Prompt:
Find the word "question" in the listing, and copy out each line where it turns up.

=== Provided entries ===

PR #1674, opened 2023-07-26
fix(table-mode): fixes the reading of UI information in the case where the study has only one area 

### LINKED ISSUE #1623: Table mode : wrong area names
## Description
Open table mode

Areas should appear in row labels

Instead, we get **ui**, **optimization** and **adequacy_patch**. Note that each area directory contains those three INI files.

image

- If applicable, provide the study ID that this issue relates to: f079dd4f-f478-4f92-a6c6-ff2165aba28c

- Any relevant library versions: [e.g. React 17.0.1]
- The date and time when the issue occurred: 27/06/2023
- Browser and version: Firefox 107.0
- Operating System: Ubuntu 20.04

MartinBelthle:
The problem lies in the folder_node.py in the method _forward_get. But this is called in so many places in the code i did a little trick elsewhere to bypass the issue. 

Not sure you will like it @laurent-laporte-pro but I did not find any satisfying solution :disappointed:

### DIFF
--- a/antarest/study/business/area_management.py
+++ b/antarest/study/business/area_management.py
@@ -1,17 +1,17 @@
 import logging
 import re
 from enum import Enum
-from typing import Optional, Dict, List, Tuple, Any
+from typing import Any, Dict, List, Optional, Sequence, Tuple
 
 from pydantic import BaseModel
 
-from antarest.core.exceptions import LayerNotFound, LayerNotAllowedToBeDeleted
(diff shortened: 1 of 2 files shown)


laurent-laporte-pro (approved):

laurent-laporte-pro:
@MartinBelthle, you wasn't wrong 😅. This situation is similar to the one already identified in the `get_layers` method. Therefore, I refactored the code to have only one function to read the UI information of the areas.

PR #1678, opened 2023-07-27
fix(ui-common): prevent null values for string cells in HandsonTable component

### LINKED ISSUE #1663: [ANT-804] Saving modifications impossible on table mode
## Description

When we make some modification on the table mode of this study ID **0b25cf01-d6a8-4917-a88a-2dc030342e50** (on production), it's not saving it. This issue isn't present on other studies.

hdinia:
fix #1663  

-This Pull Request addresses an issue in the TableMode, when you press the delete button, the default behavior is to set the cell value to `null`. This behavior is now modified so that the cell's value is set to an empty string (`""`) instead.

Note: only **string** inputs are concerned

### DIFF
--- a/webapp/src/components/common/Handsontable.tsx
+++ b/webapp/src/components/common/Handsontable.tsx
@@ -2,6 +2,7 @@ import HotTable, { HotTableProps } from "@handsontable/react";
 import { styled } from "@mui/material";
 import { registerAllModules } from "handsontable/registry";
 import { forwardRef } from "react";
+import * as RA from "ramda-adjunct";
 import { SECONDARY_MAIN_COLOR } from "../../theme";
 
 // Register Handsontable's modules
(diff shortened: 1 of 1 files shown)


webapp/src/components/common/FormTable/Table.tsx
```diff
@@ -48,7 +48,7 @@ function Table(props: TableProps) {
   const handleAfterChange: HandsontableProps["afterChange"] =
     function afterChange(this: unknown, changes, ...rest): void {
       changes?.forEach(([row, column, _, nextValue]) => {
-        setValue(`${data[row].id}.${column}`, nextValue);
+        setValue(`${data[row].id}.${column}`, nextValue ?? "");
```
skamril: No. Like I said, `nextValue` is not necessary a string.

skamril (changes requested):

webapp/src/components/common/FormTable/Table.tsx
hdinia: correct me if I am wrong but `null` value is possible only on strings. when you press delete on booleans `true` or `false` only is possible. on numbers inputs this behavior is disabled.

So I dont see in what case we can have an other type than string that is `null` ?

hdinia: We can maybe check for the type of `nextValue` ? 
```javascript
if(typeof nextValue === 'string' && nextValue === null) {
...
}
```

hdinia: We can check the type of nextValue and add a specific case for strings only ? 

```javascript
changes?.forEach(([row, column, _, nextValue]) => {
  if (typeof nextValue === 'string') {
    setValue(`${data[row].id}.${column}`, nextValue ?? "");
  } else {
    setValue(`${data[row].id}.${column}`, nextValue);
  }
});
```

hdinia: EDIT:

`afterChange` event in Handsontable provides the previous value of the cell `prevValue`, in addition to `nextValue`. We can leverage this to determine if the cell was originally a `string`. If it was, and if `nextValue` is `null`, we can then replace it with an empty string. This ensures that we only replace null with "" for cells that were originally strings.

```javascript
  const handleAfterChange: HandsontableProps["afterChange"] =
    function afterChange(this: unknown, changes, ...rest): void {
      changes?.forEach(([row, column, prevValue, nextValue]) => {
        if (typeof prevValue === "string" && nextValue === null) {
          setValue(`${data[row].id}.${column}`, "");
        } else {
          setValue(`${data[row].id}.${column}`, nextValue);
        }
      });
      restProps.afterChange?.call(this, changes, ...rest);
    };
```
Tested, it works as expected, I dont see a better solution if this does not suits you I let you provide a better one

skamril: Use `beforeChange` instead, because is called before re-render.

```typescript
const handleBeforeChange: HandsontableProps["beforeChange"] =
  function beforeChange(this: unknown, changes, ...rest): void {
    changes.forEach(([row, prop, oldValue, newValue]) => {
      if (restProps.allowEmpty && typeof oldValue === "string" && newValue === null) {
        // You must mutate the value
        changes[row][3] = '';
      }
    });
    restProps.beforeChange?.call(this, changes, ...rest);
  }
```

Add it to the HandsonTable component.

skamril (dismissed):

skamril (approved):

PR #1687, opened 2023-08-02
feat(ui-study): enhance study upgrade dialog

### LINKED ISSUE #1508: Enhance Upgrade Dialog to allow selective version upgrade
## Problem Statement

Currently, when a user clicks the "Upgrade" button on the study's web interface, the upgrade dialog is always displayed. This can be confusing for the user, especially when there are no available versions to upgrade to. Therefore, we would like to propose an enhancement to the upgrade dialog to only display it when a superior version is available.

image

In addition, we understand that some users may want to upgrade to multiple versions later, rather than upgrading sequentially one version at a time. Therefore, we propose enhancing the upgrade dialog to allow for selective version upgrades. The new behavior should be as follows:

## Proposed Solution

1. The upgrade dialog should only be displayed when a superior version is available.
2. The upgrade dialog should display a list of available versions in reverse chronological order (from newest to oldest). The list should only show versions that are higher than the current version of the study.
3. The user should be able to select one or more versions to upgrade to. The selected versions should be upgraded starting from the current version of the study, and the user should be able to skip versions in between if desired.
4. The upgrade dialog should provide an option to cancel the upgrade process at any time.

### TODO

- [ ] Create UpgradeStudyDialog component

hdinia:
fix #1508 

# Add Selective Study Upgrade and Refactor NavHeader Component

## Description

This PR introduces a new feature that allows selective study upgrades. In addition, it includes a significant refactor of the `NavHeader` component. The refactor simplifies the component's structure, improves naming conventions, and removes unnecessary styles and conditions. The changes are aimed at enhancing maintainability and scalability without altering the existing functionality.

Key changes include:
- The `NavHeader` component has been broken down into smaller, more manageable components. This makes the code more readable and easier to maintain.
- The naming conventions have been improved for better clarity and consistency.
- Unnecessary styles and conditions have been removed to reduce complexity.
- Vertical spaces have been reduced as per user requests to improve the overall user experience.

## Impact

These changes should improve both the developer experience and the user experience. Developers will find the code easier to understand and modify, which can speed up future development. Users will benefit from the new selective study upgrade feature and the improved layout.


laurent-laporte-pro (changes requested):
For an improved user experience, it would be desirable to have the latest version selected by default. The list of versions should be in reverse chronological order: with the most recent one displayed first. Since the action associated with the 'submit' button is a version update, it would be preferable to label it as 'Upgrade' (or 'Update').

hdinia:
> For an improved user experience, it would be desirable to have the latest version selected by default. The list of versions should be in reverse chronological order: with the most recent one displayed first. Since the action associated with the 'submit' button is a version update, it would be preferable to label it as 'Upgrade' (or 'Update').
@laurent-laporte-pro 
- Not sure about the version selected by default.. (I think it can confuse the user)  ❌
- I will add the reversed order. 👍

> Edit: seen with @skamril, we can change the submit button text easily with a dedicated prop `submitButtonText`, I'll add it 👍

webapp/src/components/App/Singlestudy/NavHeader/NavHeaderCommands.tsx
```diff
@@ -0,0 +1,131 @@
...
+interface Props {
+  study: StudyMetadata | undefined;
+  isExplorer: boolean | undefined;
+  onCopyId: () => Promise<void>;
+  onUnarchive: () => Promise<void>;
+  onLaunch: VoidFunction;
+  onOpenCommands: VoidFunction;
+}
+
+function NavHeaderCommands({
```
skamril: Rename all components with format NavHeaderX.tsx -> X.tsx, beceause they already are in the NavHeader folder.

webapp/src/components/App/Singlestudy/NavHeader/NavHeaderCommands.tsx
```diff
@@ -0,0 +1,131 @@
...
+import { useTranslation } from "react-i18next";
+import { StudyMetadata, StudyType } from "../../../../common/types";
+import { toggleFavorite } from "../../../../redux/ducks/studies";
+import StarToggle from "../../../common/StarToggle";
+import useAppDispatch from "../../../../redux/hooks/useAppDispatch";
+import useAppSelector from "../../../../redux/hooks/useAppSelector";
+import { isCurrentStudyFavorite } from "../../../../redux/selectors";
+
+interface Props {
+  study: StudyMetadata | undefined;
```
skamril:
```javascript
study?: StudyMetadata;
isExplorer?: boolean;

```

webapp/src/components/App/Singlestudy/NavHeader/NavHeaderCommands.tsx
```diff
@@ -0,0 +1,131 @@
...
+  isExplorer,
+  onCopyId,
+  onUnarchive,
+  onLaunch,
+  onOpenCommands,
+}: Props) {
+  const [t] = useTranslation();
+  const dispatch = useAppDispatch();
+  const isStudyFavorite = useAppSelector(isCurrentStudyFavorite);
+  const isManaged = study?.managed;
```
skamril: `!!` to have a boolean in all case. Because `isX` refers to a boolean.

webapp/src/services/api/study.ts
```diff
@@ -166,8 +166,15 @@ export const unarchiveStudy = async (sid: string): Promise<void> => {
...
 };
 
-export const upgradeStudy = async (sid: string): Promise<void> => {
-  await client.put(`/v1/studies/${sid}/upgrade`);
+export const upgradeStudy = async (
+  studyId: string,
+  targetVersion: string
+): Promise<void> => {
+  await client.put(
+    `/v1/studies/${studyId}/upgrade?target_version=${encodeURIComponent(
```
skamril, line 174: `encodeURIComponent` is necessary for version?

webapp/src/components/App/Singlestudy/UpgradeDialog.tsx
```diff
@@ -0,0 +1,84 @@
...
+        value: id,
+        label: name,
+      }));
+  }, [versions, study.version]);
+
+  ////////////////////////////////////////////////////////////////
+  // Event handlers
+  ////////////////////////////////////////////////////////////////
+
+  const handleSubmit = async (
```
skamril, line 40: TODO @skamril

webapp/src/components/App/Singlestudy/NavHeader/index.tsx
```diff
@@ -0,0 +1,339 @@
...
+              width: 1,
+              height: "auto",
+              gap: 1,
+            }}
+          >
+            <Typography>{t("studies.question.delete")}</Typography>
+            <CheckBoxFE
+              value={deleteChildren}
+              label={t("studies.deleteSubvariants")}
+              onChange={(_e, checked) => setDeleteChildren(checked)}
```
skamril: `_` or `e`

webapp/src/components/App/Singlestudy/NavHeader/NavHeaderMenu.tsx
```diff
@@ -0,0 +1,60 @@
...
+  action: () => void;
+  condition?: boolean;
+  color?: string;
+}
+
+interface Props {
+  anchorEl: HTMLElement | null;
+  openMenu: string;
+  onClose: () => void;
+  menuItems: NavMenuItem[];
```
skamril: `items` is sufficient

webapp/src/components/App/Singlestudy/NavHeader/NavHeaderCommands.tsx
```diff
@@ -0,0 +1,131 @@
...
+        alignItems: "center",
+        boxSizing: "border-box",
+      }}
+    >
+      <Tooltip title={study.folder} placement="bottom-start">
+        <Typography
+          variant="h6"
+          noWrap
+          sx={{
+            width: 1,
```
skamril: `flex: 1` instead, and remove `minWidth` for unarchive button.

skamril (changes requested):

webapp/src/services/api/study.ts
hdinia: you are right, it might not be strictly necessary, it's often a good idea to encode URI params to be safe. As you like I can remove it

webapp/src/components/App/Singlestudy/NavHeader/index.tsx
hdinia: old code didn't catch it when refactored, my bad

webapp/src/components/App/Singlestudy/NavHeader/NavHeaderCommands.tsx
hdinia: I will keep the explicit `undefined` because in this case, the `| undefined`  signals that the prop can be `undefined` due to the parent's logic, but it's not optional in the sense that the parent should always pass it (even if it's undefined).

webapp/src/components/App/Singlestudy/NavHeader/NavHeaderCommands.tsx
hdinia: didn't think about it, thanks

webapp/src/components/App/Singlestudy/NavHeader/NavHeaderCommands.tsx
hdinia: Not sure about this.. Its true that NavHeader/ X.tsx gives context , but I find having very generic names like Info.tsx can lead to confusion. (Not a common component)

laurent-laporte-pro (dismissed):

webapp/src/services/api/study.ts
laurent-laporte-pro: I agree that it is not necessary to validate the values since they are provided by the back office and guaranteed to be numbers (in other words, the values do not come from user input). However, it is important to note that the value can be generated from an R script using the API. Therefore, my question is whether you ensure that the value matches a certain regex, for instance, `"\d+"`?

hdinia: I am not sure to understand, this is not validation, just encoding for URI parameters when we send the update request:
this ensure to have proper encoding for URI components (encode spaces or specials chars etc..), also useful for security aspects as it prevent potential injections by manipulating the payload request, see:
[encodeURIComponent](https://developer.mozilla.org/fr/docs/Web/JavaScript/Reference/Global_Objects/encodeURIComponent)

webapp/src/components/App/Singlestudy/NavHeader/NavHeaderCommands.tsx
skamril: Ok but `isExplorer` must be a mandatory boolean so.

webapp/src/components/App/Singlestudy/NavHeader/NavHeaderCommands.tsx
skamril: Not a probleme because the component is inside the folder NavHeader. Long names can be avoided here. 
All component folders have an index.tsx for example, and there is no confusion. When we search a file with VS Code, the folder name is include (search: `navheaderinfo` => result: `NavHeader/info.tsx`)

skamril (changes requested):

webapp/src/components/App/Singlestudy/NavHeader/Actions.tsx
```diff
@@ -0,0 +1,131 @@
...
+        />
+      ) : (
+        <Chip
+          label={study.workspace}
+          variant="filled"
+          size="small"
+          sx={{ mr: 1 }}
+        />
+      )}
+      {(study.tags || []).map((tag) => (
```
skamril: `study.tags?.map`

webapp/src/components/App/Singlestudy/NavHeader/Actions.tsx
```diff
@@ -0,0 +1,131 @@
...
+          color="info"
+          size="small"
+          sx={{ mr: 1 }}
+        />
+      ) : (
+        <Chip
+          label={study.workspace}
+          variant="filled"
+          size="small"
+          sx={{ mr: 1 }}
```
skamril: Remove all margin left and right on buttons. Replace it by adding a gap in the box container.

webapp/src/components/App/Singlestudy/NavHeader/NavHeaderCommands.tsx
hdinia: it can be optional on the parent..

skamril (approved):

PR #1698, opened 2023-08-11
feat(ui): remove patch number in version list when it's equal to 0

### LINKED ISSUE #1204: In version list, drop "patch" version number
### Current
- 8.0.0
- 8.1.0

===

Result of the task:
+            <Typography>{t("studies.question.delete")}</Typography>
laurent-laporte-pro: I agree that it is not necessary to validate the values since they are provided by the back office and guaranteed to be numbers (in other words, the values do not come from user input). However, it is important to note that the value can be generated from an R script using the API. Therefore, my question is whether you ensure that the value matches a certain regex, for instance, `"\d+"`?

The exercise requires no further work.